Preston is an unincorporated community located in Okmulgee County, Oklahoma, United States. The population was 169 at the 2020 census.

==History==
First known as Hamilton Switch, and now unrecognizable from the past, Preston was once a highly prosperous community, thriving mainly from the oil boom, as did many of the surrounding communities. Later on, as the oil industry quieted in Preston, it served as a station for restocking trains and running cattle trails, loading water from Frisco Lake.

The post office was established December 13, 1909. It was named for an Okmulgee oilman, Harry Preston.

It currently has two schools, three churches, a single gas station, feed store, a heating and air company, and a hair salon, as well as a fire protection business and the offices of Oklahoma Rural Water District No. 2.

==Demographics==

Historical population
| Census | Pop. | Note | %± |
| 2020 | 169 |  | — |
U.S. Decennial Census

===2020 census===

As of the 2020 census, Preston had a population of 169. The median age was 45.7 years. 21.9% of residents were under the age of 18 and 14.8% of residents were 65 years of age or older. For every 100 females there were 108.6 males, and for every 100 females age 18 and over there were 109.5 males age 18 and over.

0.0% of residents lived in urban areas, while 100.0% lived in rural areas.

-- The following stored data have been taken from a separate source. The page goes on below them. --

PR #1012, opened 2026-06-21
Tighten mission spine UI proof readiness gate

thesongzhu:
## Summary
- reject pending real-capture/runtime projection markers in the mission-spine UI/device proof gate
- reject proof artifacts that label themselves organic, preserving the works-vs-adopted truth boundary
- extend the shell self-test for organic-claim and pending-capture rejection

Truth label: mechanism proof readiness only; this does not claim OG9 organic, GO-LIVE, or v1 done.

## Verification
- bash -n rust-core/scripts/mission-spine-ui-device-proof-gate.sh rust-core/scripts/mission-spine-ui-device-proof-gate-self-test.sh
- bash rust-core/scripts/mission-spine-ui-device-proof-gate-self-test.sh
- git diff --check


thesongzhu:
Superseded by #1013, which batches this mission-spine UI proof readiness gate with adjacent proof-hardening slices to avoid serial strict-base CI churn. Branch retained for audit.

PR #1580, opened 2026-07-13
RUN-RESOURCE-CONFLICT: canonicalize tool-batch conflict keys (./, .., trailing-slash, darwin case)

thesongzhu:
## Defect (RUN-RESOURCE-CONFLICT-001 — live)

The agent tool-batch conflict graph decides which `tool_use` blocks may run in parallel. It keyed conflict detection on the **RAW path string**, so two same-turn **MUTATING** tools targeting the **SAME** underlying file via different spellings were wrongly judged non-conflicting → placed in one parallel group → run concurrently via `Promise.allSettled` → **lost-update / interleaved-write corruption** of a real user's file.

`src/agent/runtime/friday-agent-tool-batch-executor.ts`:
- `classifyToolBatchDependencies` conflict-detected via `groupPaths.get(p)` / `groupPaths.set(p, …)` keyed on the raw string, so `/tmp/a.txt` vs `/tmp/./a.txt` (also trailing slash, `..` segments, and macOS case variants) → distinct keys → no conflict → same parallel group.

## Live seam (unconditional)

`friday-agent-runtime.ts` `classifyToolBatchDependencies(executableBlocks)` (inside `if (executableToolUses.length>0 && !aborted)` — no flag) → `executeToolBatch(groups, …)` runs same-group tools in parallel. Consumed by `createFridayAgentRuntime` → the live API runtime.

## Fix (minimal, surgical, no-degrade)

Added `canonicalizeConflictKey(p: string): string` and applied it **only at the conflict-KEY sites** (`groupPaths.get(...)` and `groupPaths.set(...)`):
- `normalize(p)` — folds `.`, `..`, duplicate separators.
- strip a trailing separator (except a bare root `/`).
- lowercase the key **only when `process.platform === "darwin"`** (case-insensitive FS). On Linux the FS is case-sensitive, so distinct-case paths stay distinct.

The literal path passed to the tool executor is **never** rewritten. `extractFilePaths`' public contract is unchanged — its literal output is relied on by other runtime callers (`friday-agent-runtime.ts:4921`, `:7847`) for real file operations (`fileVersionTracker.checkBeforeWrite`), so it was intentionally left untouched.

**No-degrade rationale:** canonicalization can only make MORE paths compare equal → only ADDS serialization, never removes a real conflict; genuinely-distinct files are never merged into incorrect parallelism, and a false-merge merely serializes two writes (both still happen, ordered) — no correctness loss.

## Red-first evidence

Reverting **only** the two `canonicalizeConflictKey(...)` key-site calls (back to raw `p`) makes the normalize assertions throw real `AssertionError`s:

```
× serializes two mutating writes on the same file spelled with a `.` segment
  AssertionError: expected [ { tools: [ …(2) ] } ] to have a length of 2 but got 1
× serializes two mutating writes on the same file with vs without a trailing slash
  AssertionError: expected [ { tools: [ …(2) ] } ] to have a length of 2 but got 1
× serializes two mutating writes on the same file spelled with a `..` segment
  AssertionError: expected [ { tools: [ …(2) ] } ] to have a length of 2 but got 1
× serializes two mutating writes that differ only by case on darwin
  AssertionError: expected [ { tools: [ …(2) ] } ] to have a length of 2 but got 1
```

Restoring the fix → all green (the no-degrade tests — distinct files stay parallel, non-mutating reads on the same canonical path stay grouped — remain green in both states).

## Gate results

- **RED-FIRST PROVEN**: yes (4 real AssertionErrors on revert; green on restore).
- **Full suite green**: executor file (10 passed, 1 skipped) + all `test/unit/agent/runtime/` (606 passed, 1 skipped).
- `npx tsc --noEmit`: **exit 0**.
- `npm run lint`: **0 errors** (pre-existing warnings only; none in changed files).
- `detect-secrets-hook --baseline .secrets.baseline <both files>`: **exit 0** (baseline/excludes untouched).
- **No migration.** Changed files = ONLY `friday-agent-tool-batch-executor.ts` + its test (`git diff --stat origin/main` = 2 files, 121 insertions, 3 deletions). Did NOT touch `friday-agent-runtime.ts` / `friday-agent-run-presentation.ts` / engine adapters (born-current-mergeable in parallel).

## Platform nuance

The darwin case-fold test is guarded with `it.skipIf(process.platform !== "darwin")` and a Linux-only mirror asserts case-distinct paths stay parallel. The platform-agnostic red anchors are the `.`/`..`/trailing-slash cases (pass on Linux CI).

## Scope honesty

Fixes the live tool-batch conflict-key defect. Closes **NO** END-BAR requirement; product stays **NO_GO**.

Born off origin/main `4bbeb48f`.

### DIFF
--- a/src/agent/runtime/friday-agent-tool-batch-executor.ts
+++ b/src/agent/runtime/friday-agent-tool-batch-executor.ts
@@ -14,6 +14,8 @@
  * the default. The batch executor is an opt-in enhancement.
  */
 
+import { normalize } from "node:path";
+
 import { isMutatingToolCall } from "./friday-agent-tool-mutation.js";
 
 // ─── Types ───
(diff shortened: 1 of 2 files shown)


thesongzhu:
Superseded by §12.1 aggregate PR #1582 (same run/execution-loop trust boundary; this branch's commit is absorbed there). Not merged individually per contract §12.1 大而内聚.

Issue #205, opened 2025-12-18
Support image file access/streaming in MCP tools for AI integrations


SirMalContent:
### Summary
Request ability to retrieve image binary or base64 data via the Obsidian Local REST API (or MCP Tools).

### Use Case
When vault notes contain image references (e.g., `![[image.png]]`), external agents or automation
scripts (like a Claude integration) currently cannot fetch or process those images via API. They
only see the markdown reference.

Exposing an endpoint for image data (e.g.,
`GET /vault/image.png` returning raw or base64 content with correct MIME type) would allow
AI integrations to automatically describe images contextually without manual uploads.

### Proposed Feature
- REST endpoint that returns image binary/base64
- Correct MIME type handling
- Compatible with Local REST API auth
- Optional fallback to metadata if images are missing

### Benefit
This enables:
- integrated image understanding in AI workflows
- fewer manual descriptive steps
- richer command automation

PR #355, opened 2026-09-21
Replace the base64 MCP binary tools with image blocks, resource links, and signed URLs

coddingtonbot:
#345 added `vault_read_binary` and `vault_write_binary`, which carry a file's bytes as base64 inside a text block. That's about 0.4 tokens per byte, and for an image the model still can't see the picture; the 1 MiB ceiling in that PR was really reasoning about that encoding. Since none of it has shipped yet, this replaces the approach with the carriers MCP actually has for this, and closes the loop on #205 (letting an agent see images referenced from notes) along the way.

## What changes

- **`vault_read_binary` returns a raster image as an `image` block.** It's downscaled on Obsidian's own canvas to fit 1568px on the long edge (Claude resizes to that anyway, so anything larger is wasted bytes), and comes with a small text block giving the path, MIME type, size, and dimensions. A multi-megabyte photo is now a couple of thousand tokens and the model can actually look at it.
- **An SVG is passed through unchanged.** It comes back as its source text in a `resource` block (`image/svg+xml`), byte-for-byte what's in the vault; the canvas never touches it. The model reads the markup directly.
- **Everything else becomes a link or an embedded resource.** With signed URLs on, a non-image file comes back as a `resource_link` to a signed download URL, so the bytes never enter the conversation. With them off, a file under 1 MiB is embedded as a `resource` block; larger ones are refused with a pointer at the REST endpoint. `as: "bytes"` and `as: "link"` override the default.
- **`vault_write_binary` is gone.** Emitting base64 as output tokens is hopeless beyond a few KB, and the agent's host has the file on disk anyway. `vault_get_upload_url` mints a signed, single-use `PUT` URL plus a ready-to-run `curl` command instead; `vault_get_download_url` does the same for `GET`. Both tools only exist while the setting is on.
- **Signed URLs** are a new Advanced setting, on by default, with a configurable lifetime (300s default). The signature is an HMAC-SHA256 over method, normalized vault path, and expiry, under a secret generated per plugin load and kept in memory only, so links die on restart. The host is deliberately _not_ signed so the same link works from whichever hostname the client uses. `PUT` links are consumed on the first 2xx; `GET` links are reusable until expiry and served `inline` (`download=1` for an attachment).
- **`vault_write` and `vault_append` refuse binary targets.** A path whose extension names an image (other than SVG, which is text), audio, video, font, PDF, or archive type, or content with a NUL byte, is refused with a pointer at the upload route. This is the half of the read-as-text-then-write-back bug that #346 didn't cover, and the actual thing that destroyed people's attachments.
- Tool descriptions from #345 are trimmed; README and OpenAPI docs updated.

I also considered and rejected `vault_import(source_path)` / `vault_fetch(url)` tools that would read from outside the vault on the server side; anyone holding the API key (including a prompt-injected agent) could then copy `~/.ssh/*` into the vault, and server-side fetch is SSRF against localhost. The API key's blast radius stays "the vault".

## Things worth a look

- **How the tools learn the request's host.** The v2 MCP SDK gives tool callbacks no view of the transport, so `McpHandler.handleRequest` runs each request inside an `AsyncLocalStorage` store that the signed-URL tools read back to build `scheme://host`. There are HTTP-level unit tests proving the context survives the SDK on both the sessionless and sessionful legs, and the integration run below exercised it against the real plugin, but it's the one piece of this that leans on Node async-context semantics rather than anything explicit.
- **Path normalization.** Signing happens over `normalizeVaultFilePath(path)` and verification re-normalizes the request's decoded path the same way, so `a/../b.png` and `b.png` are one signature and a link can't be minted for one spelling and redeemed for another file. There's a test for the traversal-shaped case on both the REST and MCP sides.
- **Signed GET requests are served `inline`.** API-key requests keep the `attachment` disposition they've always had; only the new signed path changes, since a link exists to be opened.
- **`setSignedUrlsEnabled`** registers/removes the two tools live when the toggle changes, using the existing dynamic-registration path, so a connected client sees a `tools/list_changed` rather than needing a plugin reload.
- **The default is on.** `enableSignedUrls: true` sits in `DEFAULT_SETTINGS`, so an existing `data.json` with no key comes up enabled, and the settings tab stores `false` explicitly when the toggle is turned off.

## Verification

- 578 unit tests pass (`npm test`), including 28 for the signing module, 11 for the scaler, and coverage across `mcpHandler.test.ts` and `requestHandler.test.ts` for every branch above, plus the SVG pass-through and its two fall-through cases.
- The full integration suite ran against a live Obsidian with this branch loaded — first with signed URLs enabled by hand, then after the review round with untouched default settings: 250 passed, 7 skipped (the usual opt-in `active_file`/`open_file` ones), 1 failed. The failure is `cors.test.ts` › "a POST that returns Content-Location exposes it to a browser", which asserts a `Content-Location` header on `POST /vault/<path>/heading/…`. Nothing on that route sets one (only the `/active/` handlers and MOVE/COPY do), and this branch doesn't touch it, so I believe that's pre-existing from #344; worth confirming on `main`.
- The live run is what shows the canvas path works: the 1×1 PNG came back as an `image` block with `width: 1, height: 1`, an upload link accepted exactly one unauthenticated `PUT` and refused the replay, the download link served the bytes back `inline`, and a real `.svg` came back as its own source text.

## Honest gaps

- The scaler is only exercised for real on a 1×1 PNG. A large JPEG/PNG re-encode through `OffscreenCanvas.convertToBlob` is covered by unit tests against a fake canvas, not against Electron's real one.
- `X-Forwarded-Proto` is honoured for the scheme with no trust-proxy check. Since the only party a forged header misleads is the authenticated caller who sent it, I left it simple, but it's a choice.


docs/src/lib/descriptions/mcp.md
```diff
@@ -51,11 +52,17 @@ Requests with an unrecognized `MCP-Protocol-Version` value are rejected with `40
...
 
-Base64 in a tool argument or result passes through the model's context at roughly 0.35-0.45 tokens per byte, so both tools refuse files over 1 MiB. That is a context guard rather than a storage limit: `GET` and `PUT /vault/{filename}` carry raw bytes of any size at no context cost, and are the right way to move a large attachment.
+There is no upload tool that carries bytes through the model. Upload a file with `PUT /vault/{filename}` — with the API key, or with a signed upload URL from `vault_get_upload_url`.
+
+### Signed URLs
+
+Off by default; enabled under Advanced settings, where the lifetime is also set (default 300 seconds). While enabled, `vault_get_download_url` and `vault_get_upload_url` are registered, and `vault_read_binary` links to non-image files instead of embedding them.
```
coddingtonbear: lets make these on by default.

src/imageScaling.ts
```diff
@@ -0,0 +1,127 @@
+/**
```
coddingtonbear, line 1: In the PR description you say that SVG images are also scaled.  Is that really necessary? Being vector graphics, I would assume we could pass them through directly unchanged.

coddingtonbear (changes requested):

docs/src/lib/descriptions/mcp.md
coddingtonbot: Done in f4c9fcf. `enableSignedUrls` now lives in `DEFAULT_SETTINGS` as `true`, so an existing `data.json` without the key comes up with them on, and the toggle stores `false` explicitly when you turn it off (the old `|| undefined` would have read back as the default and made it impossible to disable). README, this page, and the tool-count assertions are updated to match. The live run in the evidence comment below picked this up on its own: the plugin came up with the two link tools registered without my touching your settings.

src/imageScaling.ts
coddingtonbot: You're right that there's nothing to gain from scaling a vector, and it turns out the rasterizing path was never sound anyway: Chromium's `createImageBitmap` refuses an SVG blob unless it has an intrinsic width and height ([issues.chromium.org/40461578](https://issues.chromium.org/issues/40461578)), and it was on the honest-gaps list as never run live. The one thing rasterizing would have bought is the model *seeing* the drawing — an `image` block can only carry PNG/JPEG/GIF/WebP, so an SVG can't go through that path as-is.

So as of f259be7 an SVG is passed through unchanged: `vault_read_binary` returns its source as a `text` resource (`image/svg+xml`), byte-for-byte what's in the vault, and the scaler never sees it. The model reads the markup, which for the diagrams and Excalidraw exports that actually live in vaults is arguably the more useful form anyway. Over the 1 MiB ceiling, or not valid UTF-8, it falls through to the link/bytes path like any other non-image file; `as: "bytes"` and `as: "link"` behave as before.

One consequence I took along: since SVG is text, `vault_write` and `vault_append` no longer refuse `.svg` paths — the binary-extension guard exempts `image/svg+xml`. Say the word if you'd rather keep that guard as it was.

There were 82 households in Preston, of which 36.6% had children under the age of 18 living in them. Of all households, 53.7% were married-couple households, 12.2% were households with a male householder and no spouse or partner present, and 24.4% were households with a female householder and no spouse or partner present. About 20.8% of all households were made up of individuals and 12.2% had someone living alone who was 65 years of age or older.

There were 94 housing units, of which 12.8% were vacant. The homeowner vacancy rate was 0.0% and the rental vacancy rate was 0.0%.

Racial composition as of the 2020 census
| Race | Number | Percent |
|---|---|---|
| White | 93 | 55.0% |
| Black or African American | 20 | 11.8% |
| American Indian and Alaska Native | 36 | 21.3% |
| Asian | 0 | 0.0% |
| Native Hawaiian and Other Pacific Islander | 0 | 0.0% |
| Some other race | 0 | 0.0% |
| Two or more races | 20 | 11.8% |
| Hispanic or Latino (of any race) | 5 | 3.0% |

==Education==
Preston Public School is the school district serving the community.

==Transportation==
Preston is served by U.S. Route 75, a major national north/south artery for much of its length, currently running from the Canada–US border at Noyes, Minnesota to Dallas.

Preston is also on Old Highway 75, being the previous two-lane alignment of US-75 running north to Beggs and south to Okmulgee.